Apesar de parecer absurdo, fazia sentido com toda a situação apresentada até agora, principalmente pelo fato de Zethnniyr ter chifres e cauda. Mio sabia que era real depois de tudo.
— Seu nome é Zethnniyr, certo? — perguntou e o demônio assentiu, assim, continuou: — Olha, eu sinto muito, mas eu não posso ser sua serva...
— E por que não?
— Eu não sou a pessoa ideal para te ajudar, muito menos te fornecer magia...
— Tem razão. Em batalha, seu peso deve te atrapalhar por ser gordinha, não é?

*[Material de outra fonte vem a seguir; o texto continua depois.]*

PR #768, opened 2026-08-29
fix(RenameFile): fix doubled file extension causing 'File name too long' error

### LINKED ISSUE #767: RenameFile: OSError 'File name too long' from doubled extension in long-filename truncation
### Plugin
RenameFile

### Description

Renaming a scene whose generated filename exceeds `max_filename_length` (default 255) can produce a filename that is *longer* than the original and ends in a doubled extension (e.g. `....mp4.mp4`), causing the OS rename to fail with `OSError: [Errno 63] File name too long` on macOS (and the equivalent `ENAMETOOLONG` elsewhere).

### Root cause

In `rename_scene()` (`renamefile.py`), the truncate-and-hash fallback appends the file extension onto `new_filename` *before* computing/appending the `_`+MD5-hash suffix, and doesn't reserve space in the length budget for that suffix:

```python
if len(new_filename) > max_filename_length:
    extension_length = len(Path(original_file_path).suffix)
    max_base_filename_length = max_filename_length - extension_length
    truncated_filename = new_filename[:max_base_filename_length]
    hash_suffix = hashlib.md5(new_filename.encode()).hexdigest()
    new_filename = truncated_filename + '_' + hash_suffix + Path(original_file_path).suffix
newFilenameWithExt  = new_filename + Path(original_file_path).suffix
```

Two bugs:
1. `max_base_filename_length` only subtracts the extension length, not the `_` + 32-char hash that gets appended afterward — so the "truncated" name can still exceed `max_filename_length`.
2. Since `new_filename` already ends with the extension after truncation, the next line (`newFilenameWithExt = new_filename + suffix`) appends the extension **a second time**, producing a name like `....mp4.mp4` and pushing it well past the OS limit.

### Reproduction (from a real log)

```
OSError: [Errno 63] File name too long: '.../Movie-name-(...)-[...].mp4' -> '.../Movie-name-(...)-[...Gagging_a68f3c2a62cef848afd6bb9ef0ff4fc6.mp4.mp4'
```
The resulting target filename is 292 characters (vs. the configured 255 limit) and ends in `.mp4.mp4`.

### Additional issue

When the rename/move fails, the code logs a clear one-line error (`stash.Error(exitMsg)`) but then re-raises the `OSError`, which propagates to the plugin's top-level catch-all and dumps the full Python traceback to the log as well — burying the clear message under noise.

---
*Disclosure: this issue and the accompanying fix (PR to follow) were drafted with LLM (Claude) assistance, based on analysis of a real error log; reviewed and submitted by a human maintainer.*

garfolino:
Fixes #767

**Independent of #733.** This branch was previously stacked on `fix/renamefile-title-stuck`; it has been rebased onto `main` and now contains only the `renamefile.py` changes described below. The two PRs no longer overlap and can be reviewed separately. Note the version number assumes #733 lands first — if this merges first, the bump here should be `1.0.2` instead.

### Summary
- Fix the long-filename truncation fallback in `RenameFile` so it no longer doubles the file extension and correctly reserves space for the hash suffix, which was causing `OSError: [Errno 63] File name too long` (macOS) / `ENAMETOOLONG` when renaming scenes whose formatted filename exceeded `max_filename_length`.
- When a rename/move does fail, stop the OSError from being re-raised into the top-level catch-all (which dumped a full Python traceback into the log on top of the already-logged clear error message).
- Bump plugin version to 1.0.3 and update the changelog.

### Root cause
See #767 for the full analysis. In short: the truncation branch built `new_filename` as `truncated + '_' + hash + extension`, but the length budget it truncated to only subtracted the extension length (not the `_`+hash), and the caller then appended the extension a second time (`newFilenameWithExt = new_filename + suffix`), producing filenames like `....mp4.mp4` well past `max_filename_length`.

### Testing
- Reproduced the exact reported failure by hand: recomputed the original 292-character doubled-extension filename from the logged error and confirmed the new logic instead produces a name at or under the configured `max_filename_length`, with a single extension.
- Ran the repo's plugin validator (`node ./validator/index.js --ci`) — passes.
- Not yet exercised against a live Stash instance with an actual over-long title/tag combination; recommend a maintainer or the reporter re-test the original scenario before merge.

### AI disclosure
This fix (analysis, code changes, issue text, and this PR description) was drafted with LLM (Claude) assistance from a real user-reported error log. The diff was reviewed by a human before submission, per the repo's LLM-assisted contribution policy.

### DIFF
--- a/plugins/RenameFile/renamefile.py
+++ b/plugins/RenameFile/renamefile.py
@@ -388,12 +388,12 @@ def rename_scene(scene_id):
     original_file_name  = Path(original_file_path).name
     new_filename        = form_filename(original_file_stem, scene_details)  
     max_filename_length = int(config["max_filename_length"])
-    if len(new_filename) > max_filename_length:
-        extension_length = len(Path(original_file_path).suffix)
-        max_base_filename_length = max_filename_length - extension_length
-        truncated_filename = new_filename[:max_base_filename_length]
+    extension_length = len(Path(original_file_path).suffix)
+    if len(new_filename) + extension_length > max_filename_length:
         hash_suffix = hashlib.md5(new_filename.encode()).hexdigest()
-        new_filename = truncated_filename + '_' + hash_suffix + Path(original_file_path).suffix
+        max_base_filename_length = max_filename_length - extension_length - len(hash_suffix) - 1
+        truncated_filename = new_filename[:max_base_filename_length]
+        new_filename = truncated_filename + '_' + hash_suffix
     newFilenameWithExt  = new_filename + Path(original_file_path).suffix
     new_file_path       = f"{original_parent_directory}{os.sep}{new_filename}{Path(original_file_name).suffix}"
     org_file_root_stem  = f"{original_parent_directory}{os.sep}{original_file_stem}"
--- a/plugins/RenameFile/renamefile.py
+++ b/plugins/RenameFile/renamefile.py
@@ -444,15 +444,15 @@ def rename_scene(scene_id):
             stash.Trace(f"Calling [metadata_scan] for path {original_parent_directory.resolve().as_posix()}")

— Por que está falando sobre o meu peso?! — Seu rosto apresentava uma expressão emburrada e suas bochechas estavam coradas. Assim que se recompôs, deu continuidade: — De qualquer forma, eu não posso te ajudar... Me desculpe.
O clima do cômodo se encontrava carregado, e também, silencioso. Depois da declaração de Mio, nenhum dos dois falou uma única palavra e ambos não se olharam nenhuma vez. Zethnniyr não tinha mais nada a fazer ali depois daquilo, então se virou e ficou de frente para a janela, encarando-a. Quando Mio ousou em falar algo, o maou interrompeu.

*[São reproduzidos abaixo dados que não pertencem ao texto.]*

PR #769, opened 2026-08-30
feat(sceneRename): rename via moveFiles and record original filename

stashdbcorrode248:
SceneRename renamed files with `os.rename()` behind Stash's back, then ran `metadata_scan()` on the parent folder to repair the database afterwards. The file record pointed at a stale path until that scan completed, and a full folder scan is heavy for a single-file change.

This switches the rename to the `moveFiles` mutation, so Stash moves the file and updates the file record in one transaction and no rescan is needed. A destination folder is required even for an in-place rename, so the file's current `parent_folder` id is passed, falling back to its path.

### Other changes

- **Require a title, not just a studio.** Without one the filename collapsed to the studio plus resolution, which is less useful than the original name. The README already documented this requirement; the code now matches it. The skip message names the missing field rather than listing every field.
- **Record the pre-rename basename** in the scene's `original_filename` custom field, written once so the earliest known name survives later renames. A failed write logs a warning and does not fail the rename.
- **Harden filename sanitising.** `:` is now stripped from studio names and codes, which never passed through `clean_title()`; control characters are collapsed to spaces; leading dots and trailing dots/spaces are trimmed.
- **Truncate to a byte budget rather than a character count.** Filesystem name limits are in bytes (255 on ext4/btrfs), so a 240-character non-ASCII title could produce a name well over the limit and fail to rename. The budget also reserves room for the extension and a duplicate suffix.
- **Correct the README** format string and worked example, which showed the resolution before the title while `form_filename()` emits it after.

Version bumped to 1.2.0.

### Testing

Run against a live Stash 0.31.1 library. Renames land through `moveFiles` with no rescan and no stale paths; `original_filename` is populated; scenes missing a title are skipped with the field named in the log. Sanitising was checked against studio/title combinations containing colons, newlines, tabs, NUL, leading dots and trailing dots/spaces, plus a 300-character CJK title, which previously produced a 706-byte name and now stays within the 255-byte limit.

### DIFF
--- a/plugins/sceneRename/README.md
+++ b/plugins/sceneRename/README.md
@@ -10,6 +10,9 @@ Simple plugin to help organize scene files into a clean, consistent format. It i
 * Graceful handling of already-renamed files
 * Does not fail if Scene ID or resolution are missing
 * Requires a Studio and Title to proceed
+* Renames through Stash's `moveFiles` API, so the database stays in sync without a rescan
+* Records the pre-rename filename in the scene's `original_filename` custom field
+* Strips illegal and control characters, and truncates to the filesystem's byte limit
 
 The code is simple and the plugin UI includes clear usage instructions.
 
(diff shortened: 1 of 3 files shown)


discourse-stashapp:

https://discourse.stashapp.cc/t/scenerename/5795/4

— Não precisa aceitar minha proposta de imediato. Te darei um tempo para pensar.
— Mas...
— Eu vou te tornar a minha serva, mas esperarei até você se provar digna como tal, e claro, quando estiver pronta.
Zethnniyr virou seu rosto e deu um sorriso confiante, o que fez Mio arregalar seus olhos em desentendimento. Sem nenhum aviso prévio, o Rei dos Demônios abriu a janela e, em um salto, pulou para fora do apartamento, sumindo da vista de Mio.
Ela continuou ali parada com as sobrancelhas franzidas. Não sabia se estava sonhando ou se tudo o que tinha acontecido era real. Não conseguiu nem pensar na raid do jogo pelo qual estava tão empolgada. Depois de tal acontecimento, tudo o que conseguia pensar era em reorganizar seus pensamentos e ir dormir.